# TASK OBJECTIVE:
The entries below contain a line with "This is what" and a line with "Note how the". Quote exactly those two lines and all lines between them.

# DATA LISTING:
PR #4310, opened 2024-05-14
scanf: initialise out-vars

flatcap:
`scanf()` returns values via pointers.
Ensure that all of them are initialised.

It seems to be the only difference between whether CodeQL warns us, or not.

### DIFF
--- a/history/history.c
+++ b/history/history.c
@@ -206,7 +206,7 @@ static void shrink_histfile(void)
 {
   FILE *fp_tmp = NULL;
   int n[HC_MAX] = { 0 };
-  int line, hclass, read;
+  int line, hclass = 0, read = 0;
   char *linebuf = NULL, *p = NULL;
   size_t buflen;
   bool regen_file = false;
@@ -607,7 +607,7 @@ void mutt_hist_read_file(void)
   if (!fp)
     return;
 
-  int line = 0, hclass, read;
+  int line = 0, hclass = 0, read = 0;
   char *linebuf = NULL, *p = NULL;
   size_t buflen;
 
--- a/imap/message.c
+++ b/imap/message.c
@@ -168,8 +168,8 @@ static int msg_cache_commit(struct Mailbox *m, struct Email *e)
  */
 static int imap_bcache_delete(const char *id, struct BodyCache *bcache, void *data)
 {
-  uint32_t uv;
-  unsigned int uid;
+  uint32_t uv = 0;
+  unsigned int uid = 0;
   struct ImapMboxData *mdata = data;
 
   if (sscanf(id, "%u-%u", &uv, &uid) != 2)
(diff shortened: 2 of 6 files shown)


ossilator:
i deeply dislike make-tool-happy changes, as they often prevent the detection of legitimate bugs by better tools. in this case, if there is a branch that genuinely forgets to set a variable, it would no longer be found.

flatcap:
I'm initialising variables -- it's hardly controversial.

There's no guarantee that `some_function(&x);` will set `x`.

gahr (approved):

ossilator:
> I'm initialising variables -- it's hardly controversial.

i don't.

> There's no guarantee that some_function(&x); will set x.

yes, and it's up to static and dynamic checkers to find if they aren't. this is a lot more reliable than initializing it to _something_. this is particularly relevant when variables are re-used.

alejandro-colomar:
Here's another example:

GCC doesn't warn, but other tools do warn:

```c
alx@debian:~/tmp/analyzer$ cat bug2.c 
#include <stdlib.h>

void
g(int *x)
{
	if (arc4random() % 2)
		*x = 42;
}

int
main(void)
{
	int x;

	g(&x);
	return x;  // maybe uninitialized use
}
```
```sh
alx@debian:~/tmp/analyzer$ clang-tidy ./bug2.c 
Error while trying to load a compilation database:
Could not auto-detect compilation database for file "./bug2.c"
No compilation database found in /home/alx/tmp/analyzer or any parent directory
fixed-compilation-database: Error while opening fixed database: No such file or directory
json-compilation-database: Error while opening JSON database: No such file or directory
Running without flags.
1 warning generated.
/home/alx/tmp/analyzer/bug2.c:16:2: warning: Undefined or garbage value returned to caller [clang-analyzer-core.uninitialized.UndefReturn]
        return x;  // maybe uninitialized use
        ^      ~
/home/alx/tmp/analyzer/bug2.c:13:2: note: 'x' declared without an initial value
        int x;
        ^~~~~
/home/alx/tmp/analyzer/bug2.c:15:2: note: Calling 'g'
        g(&x);
        ^~~~~
/home/alx/tmp/analyzer/bug2.c:6:6: note: Assuming the condition is false
        if (arc4random() % 2)
            ^~~~~~~~~~~~~~~~
/home/alx/tmp/analyzer/bug2.c:6:2: note: Taking false branch
        if (arc4random() % 2)
        ^
/home/alx/tmp/analyzer/bug2.c:8:1: note: Returning without writing to '*x'
}
^
/home/alx/tmp/analyzer/bug2.c:15:2: note: Returning from 'g'
        g(&x);
        ^~~~~
/home/alx/tmp/analyzer/bug2.c:16:2: note: Undefined or garbage value returned to caller
        return x;  // maybe uninitialized use
        ^      ~
```

alejandro-colomar:
> Here's another example:
> 
> GCC doesn't warn in this one, but other tools (clang analyzer) do warn:

It seems GCC can warn on that one too, although it requires an obscure flag:

<https://gcc.gnu.org/bugzilla/show_bug.cgi?id=115089#c3>

They'll probably improve that.

PR #4312, opened 2024-05-15
Allow opening the header cache in non-O_CREAT mode

gahr:
This enhances the header cache API so we can specify whether we want to create the cache file if it doesn't exist at `hcache_open` time. So far, I have only tried to come up with meaningful variations for IMAP. All other uses of the header cache always specify to create the file if it doesn't exist (current behaviour).

Fixes #4287

### DIFF
--- a/hcache/hcache.c
+++ b/hcache/hcache.c
@@ -468,7 +468,7 @@ static unsigned int generate_hcachever(void)
 /**
  * hcache_open - Multiplexor for StoreOps::open
  */
-struct HeaderCache *hcache_open(const char *path, const char *folder, hcache_namer_t namer)
+struct HeaderCache *hcache_open(const char *path, const char *folder, hcache_namer_t namer, bool create)
 {
   if (!path || (path[0] == '\0'))
     return NULL;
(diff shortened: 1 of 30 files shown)


flatcap:
That looks good (and nice and simple :-)
It's not going to throw an error, higher up, is it? -- if `create=false` and the file doesn't exist

gahr:
> That looks good (and nice and simple :-) It's not going to throw an error, higher up, is it? -- if `create=false` and the file doesn't exist

I have checked that, and I think we check for `mdata->hcache` not being `NULL` before using it. We'll see :)

gahr:
@flatcap are you ok with leaving the current behaviour for maildir/pop/nntp, until that becomes a problem for someone?

flatcap:
Oh!
I'm not too worried about POP/NNTP,
but if you can repeat the problem in Maildir, please can you fix it.
Thanks

gahr:
> but if you can repeat the problem in Maildir, please can you fix it.

I don't think you can: maildir (and other backends) use readdir and such to check if a folder exist.

flatcap:
OK, good.

PR #4326, opened 2024-06-11
ignore macro events in mw_yesorno()

### LINKED ISSUE #4316: autocrypt breaks command line argument `-e "push foo"`
## Expected Behaviour

I’m trying to run `neomutt -e "push foo"` (example). I expect to have  that in the status bar:

which corresponds to the "f" key and oo typed.

## Actual Behaviour

Nothing happens, and the "push foo" is completely ignored

## Steps to Reproduce

The config `set autocrypt = yes` is the one line that needs to be enabled in the neomutt config to reproduce the issue

- Always

When I upgraded: the issue appeared somewhere between 20230517 and 20231103. I’m still working on trying to figure out the exact release / commit

## Extra Info

* Operating System and its version: NixOS
* Were you using multiple copies of NeoMutt at once? no
* Were you using 'screen' or 'tmux'? yes (tmux)
* Is your email local (maildir) or remote (IMAP)? IMAP

roccoblues:
`mw_yesorno()` is used for asking the user a yes/no question and hopefully doesn't need to read macro events.

If we ignore them we can remove the flushing of the buffer from `mutt_autocrypt_init()` and with that fix #4316.

### DIFF
--- a/autocrypt/autocrypt.c
+++ b/autocrypt/autocrypt.c
@@ -106,8 +106,6 @@ int mutt_autocrypt_init(bool can_create)
   if (!c_autocrypt || !c_autocrypt_dir)
     return -1;
 
-  mutt_flushinp();
-
   if (autocrypt_dir_init(can_create))
     goto bail;
 
--- a/question/question.c
+++ b/question/question.c
@@ -249,7 +249,7 @@ static enum QuadOption mw_yesorno(const char *prompt, enum QuadOption def,
   window_redraw(NULL);
   while (true)
   {
-    event = mutt_getch(GETCH_NO_FLAGS);
+    event = mutt_getch(GETCH_IGNORE_MACRO);
     if ((event.op == OP_TIMEOUT) || (event.op == OP_REPAINT))
     {
       window_redraw(NULL);


immae:
tested locally, it fixes the said issue. Thanks!

gahr (approved):
I think I'm prepared to accept this w/o a 100% understanding of the consequences :)

roccoblues:
> I think I'm prepared to accept this w/o a 100% understanding of the consequences :)

I checked the callers once again and they all look interactive. I think we should be fine. And if not - its a small change that we can easily revert.

gahr:
@roccoblues : I'm sorry, I read the code, accepted it, but didn't test it. This breaks this macro of mine:

```
macro index S '<save-message>=Junk<enter>y<sync-mailbox>y' 'Move to Junk'
```

`<save-message>` asks for a confirmation because `confirm_append="yes"`.

I think I misunderstood this PR as saying: don't expand the responses to `mw_yesorno()` as macros, i.e., if you bind a macro to `y`, `y` still means yes in `mw_yesorno()` context. Now, I really don't know what it's doing.

roccoblues:
Oh damn, sorry about that. Feel free to revert it. 

> Now, I really don't know what it's doing.

What I understood:

`mutt_getch()` reads from multiple buffers:
```
 * The priority for reading events is:
 * 1. UngetKeyEvents buffer
 * 2. MacroEvents buffer
 * 3. Keyboard
 ```

This PR changes the read in `mw_yesorno()` to **not** read from the `MacroEvents` buffer. I assumed this was safe because why would you answer that question from a macro. Now we now why. :D 

I did the change because https://github.com/neomutt/neomutt/issues/4316#issuecomment-2161264183

> I think I understand what is happening:
autocrypt initialization can ask for user response ("/tmp/foo does not exist. Create it?"). To not use the provided command (-e "push foo") as input for the question the old code set/unset the global OptIgnoreMacroEvents.

Back to the drawing board.

**Comment by gahr** [comment]
> Back to the drawing board.

Guess so.. I'll try to put some more brain cycles into this, too. I'll revert your commit for now. Thanks!

**Comment by roccoblues** [comment]
Braindump from IRC:
```
      gahr  roccoblues: ouch: https://github.com/neomutt/neomutt/pull/4326#issuecomment-2212537146
roccoblues  gahr: sorry about that. I think the equivalent to the previous global would be to pass down GETCH_IGNORE_MACRO through       
            query_yesorno() -> mw_yesorno() ->  mutt_getch() and only set it in the autocrypt init.                                      
roccoblues  But that looks ugly.                                                                                                         
      [...]
      gahr  so autocrypt init contains code that triggers a prompt ("/tmp/foo does not exist. Create it?")                               
      gahr  but we don't want the prompt?                                                                                                
      gahr  or we don't want the prompt only in the case where there are characters in the input buffer already?                         
roccoblues  we always want the prompt                                                                                                    
roccoblues  but we don't want to use what is passed as cli arg (-e 'push foo') as input for the prompt                                   
      [...]
      gahr  so what if I wanted to answer y to the autocrypt prompt by ./neomutt -e 'push y' ?                                           
      gahr  I think this is as valid a usecase as any                                                                                    
      gahr  i.e., expecting a question and providing an answer to it on the cli                                                         
roccoblues  well then we can just remove the flushing of the input buffer                                                                
roccoblues  but that changes the existing behavior                                                                                       
roccoblues  when we still had the global we explicitly turned it off                                                                     
      [...]
      gahr  originally, with the global, we'd turn out reading from the input buffer just for that particular prompt?                    
      gahr  then we would resume reading from it?                                                                                        
roccoblues  yes, turn macros off, prompt, turn on again                                                                                  
      gahr  then I guess I agree with you                                                                                                
      gahr  we need to pass the option down                                                                                              
      [...]
      gahr  I think I don't agree with the design of autocrypt being special                                                             
      gahr  if you run NeoMutt on a fresh system it'll ask about creating ~/Mail or something                                            
roccoblues  fair, also the prompt only happens during the first init                                                                     
      [...]
      gahr  it's a change in behaviour for sure, probably a breaking one, but I think the current code is more coherent                  
      [...]
      gahr  I have the feeling that #3998 changed the thing at the wrong layer                                                           
   neo-bot  PR by @flatcap "eliminate global OptIgnoreMacroEvents": https://github.com/neomutt/neomutt/pull/3998                         
      gahr  i.e., it should have passed the option down as you were suggesting                                                           
roccoblues  yeah, it definitely changed the behavior                                                                                     
roccoblues  I'm wondering about this comment: "The init process can display menus at various points (e.g. browser, pgp key selection)."  
roccoblues  not sure if we want to read macro events for that ...                                                                        
roccoblues  https://github.com/neomutt/neomutt/commit/3b2790cb5c808e71ed7978f54b4fbb15de77a289                                           
      gahr  The muttrc can push events into the macro buffer, with the assumption                                                        
      gahr  that mailbox will be opened next.                                                                                            
      gahr  I think this assumption is wrong                                                                                             
      gahr  *I* can push events with -e w/o any assumption, but with knowledge :)                                                        
      gahr  of course, if you push events expecting one thing and another thing happens, you're screwed                                  
roccoblues  true                                                                                                                         
      gahr  perhaps there are two types of prompts: i) those initiated by a user event, e.g., change-folder, and ii) those initiated by  
            the system, e.g., the autocrypt thing and the "create ~/Mail?" thing                                                         
      gahr  although I'm pretty sure that the                                                                                            
      gahr  although I'm pretty sure that the "create ~/Mail" comes from changing folder into the initial $folder                        
      gahr  so that's nuanced, too 
```

PR #4329, opened 2024-06-12
remove mixmaster

roccoblues:
The project seems more or less dead:

* @vuori on IRC: "Their sourceforge project's last activity was in 2015, there's a github fork that was active in 2017 and that's about it."
* Jörg Sommer to [neomutt-users](https://mailman.neomutt.org/pipermail/neomutt-users-neomutt.org/2024-May/001394.html): "I've tried mixmaster with the last nodes I have in my list, but the e-mails didn't reach any recipients."


gahr (approved):

gahr:
Let's wait for @flatcap on this one, perhaps?

flatcap (approved):

PR #4330, opened 2024-06-13
Dont' mix Content-ID with parameters

### LINKED ISSUE #4327: RFC2231-style MIME part header continuations erroneously used for long Content-ID fields
On NeoMutt 20240425 (Debian unstable), so relatively recent, I just encountered the following corner-case bug:

When composing a MIME message and the Content-ID of a MIME part I enter exceeds a certain length, NeoMutt splits the Content ID across multiple lines, according to RFC2231, but RFC2231 only applies to parameters, not fields.

This is what a normal MIME part header with Content-ID looks like:

```
--_004_b5b53e4f78ff4f1d88c062752ba7d24falarmkittelde_
Content-Type: image/jpeg; name="image001.jpg"
Content-Disposition: inline; filename="image001.jpg"
Content-ID: <image001.jpg@01DABB52.AA1ADAD0>
```

If the Content-ID value exceeds a certain length, it gets broken across lines:

```
--_004_b5b53e4f78ff4f1d88c062752ba7d24falarmkittelde_
Content-Type: image/jpeg; name="image001.jpg"
Content-Disposition: inline; filename="image001.jpg"
Content-ID: =?utf-8?q?=3Cimage001=2Ejpg=4001DasvasdvABasdvasBasdv52=2EAAasdv?=
 =?utf-8?q?asdvas1asdvasdvaAsdvaDsdvasAasdvasdvasdvdvasdvDas0dv=3E?=
```

Note how the angle brackets are preserved in the encoding (`=3C` and `=3E`).

When I assign such a long content ID to a part using NeoMutt, however, it seems to think it needs to invoke RFC2231, and makes the Content-ID field a parameter of Content-Type, which is wrong:

```
--_004_b5b53e4f78ff4f1d88c062752ba7d24falarmkittelde_
Content-Type: image/jpeg; name="image001.jpg";
        content-id*0="image001.jpg@01DasvasdvABasdvasBasdv52.AAasdvasdvas1asdvasd";
        content-id*1="vaAsdvaDsdvasAasdvasdvasdvdvasdvDas0dv"
Content-Disposition: inline; filename="image001.jpg"
```

In doing so, it also loses the angle brackets, but that doesn't really matter anymore, as the MIME part is now misformed.

gahr:
Fixes #4327

This moves `Content-ID` into its own dedicated place instead of reusing the container for `Content-Type` parameters, so we stop applying to it (`Content-ID`) what we should apply to them (`Content-Type` parameters), e.g., RF2231 splitting. See https://github.com/neomutt/neomutt/issues/4327#issuecomment-2165520188.

### DIFF
--- a/attach/cid.c
+++ b/attach/cid.c
@@ -105,7 +105,7 @@ static void cid_save_attachment(struct Body *b, struct CidMapList *cid_map_list)
   if (!b || !cid_map_list)
     return;
 
-  char *id = mutt_param_get(&b->parameter, "content-id");
+  char *id = b->content_id;
   if (!id)
     return;
 
--- a/compose/functions.c
+++ b/compose/functions.c
@@ -1024,7 +1024,7 @@ static int op_attachment_edit_content_id(struct ComposeSharedData *shared, int o
   struct AttachPtr *cur_att = current_attachment(shared->adata->actx,
                                                  shared->adata->menu);
 
-  char *id = mutt_param_get(&cur_att->body->parameter, "content-id");
+  char *id = cur_att->body->content_id;
   if (id)
   {
     buf_strcpy(buf, id);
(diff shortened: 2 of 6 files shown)


dcpurton (approved):
Looks good. Thanks for fixing.

roccoblues (approved):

# EXPECTED ANSWER:
This is what a normal MIME part header with Content-ID looks like:

```
--_004_b5b53e4f78ff4f1d88c062752ba7d24falarmkittelde_
Content-Type: image/jpeg; name="image001.jpg"
Content-Disposition: inline; filename="image001.jpg"
Content-ID: <image001.jpg@01DABB52.AA1ADAD0>
```

If the Content-ID value exceeds a certain length, it gets broken across lines:

```
--_004_b5b53e4f78ff4f1d88c062752ba7d24falarmkittelde_
Content-Type: image/jpeg; name="image001.jpg"
Content-Disposition: inline; filename="image001.jpg"
Content-ID: =?utf-8?q?=3Cimage001=2Ejpg=4001DasvasdvABasdvasBasdv52=2EAAasdv?=
 =?utf-8?q?asdvas1asdvasdvaAsdvaDsdvasAasdvasdvasdvdvasdvDas0dv=3E?=
```

Note how the angle brackets are preserved in the encoding (`=3C` and `=3E`).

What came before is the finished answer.